To get to the bottom of the evidence on balance of the costs and benefits we asked for the following documents:
All documents relating to the following information presented in the Minister of Building and Housing’s speech on 10 May 2015 on the Government’s new seismic strengthening policies
(a)
- The estimate of lives saved by the policy
- The cost of the policy
- The difference in risk between buildings near the 34% threshold and those with lower %NBS
- The relative risk of dying in a car accident compared to dying in an earthquake
(b) All documents relating to seismic strengthening policy for the period 1 April 2014 to 9 May 2015
Our requests were refused (past the statutory deadline for making information available) under section 18(c)(ii) of the Act, “as the making available of the information requested would constitute contempt of Court or the House of Representatives.” The rationale was that the Earthquake Prone Building Amendment Bill is currently before the Select Committee and that “all of the Committees’ ‘other proceedings’, including advice MBIE has provided to the Committee, are strictly confidential to the Committee”.

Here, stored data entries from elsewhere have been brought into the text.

Issue #958, opened 2020-09-02
Canvas.raster(): wrong output coords when sampling on same x range and y range as of source input


thuydotm:
#### ALL software version info
datashader version 0.11.1

#### Description of expected behavior and the observed behavior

What MBIE seems to be saying here is that every document relating to seismic strengthening that has been produced by MBIE over more than a year have been provided to the Select Committee.
MBIE’s apparent claim is not plausible. While MBIE might be entitled to withhold the advice they have specifically provided to the Select Committee there is no justification for a blanket refusal to provide the requested documents.
We suspect that what is really going on is that the Minister really hasn’t done his homework on the costs and benefits of his new policies and that MBIE is trying to cover it up. On the 330 deaths there must be a strong suspicion that there has been a blunder or the evidence was engineered..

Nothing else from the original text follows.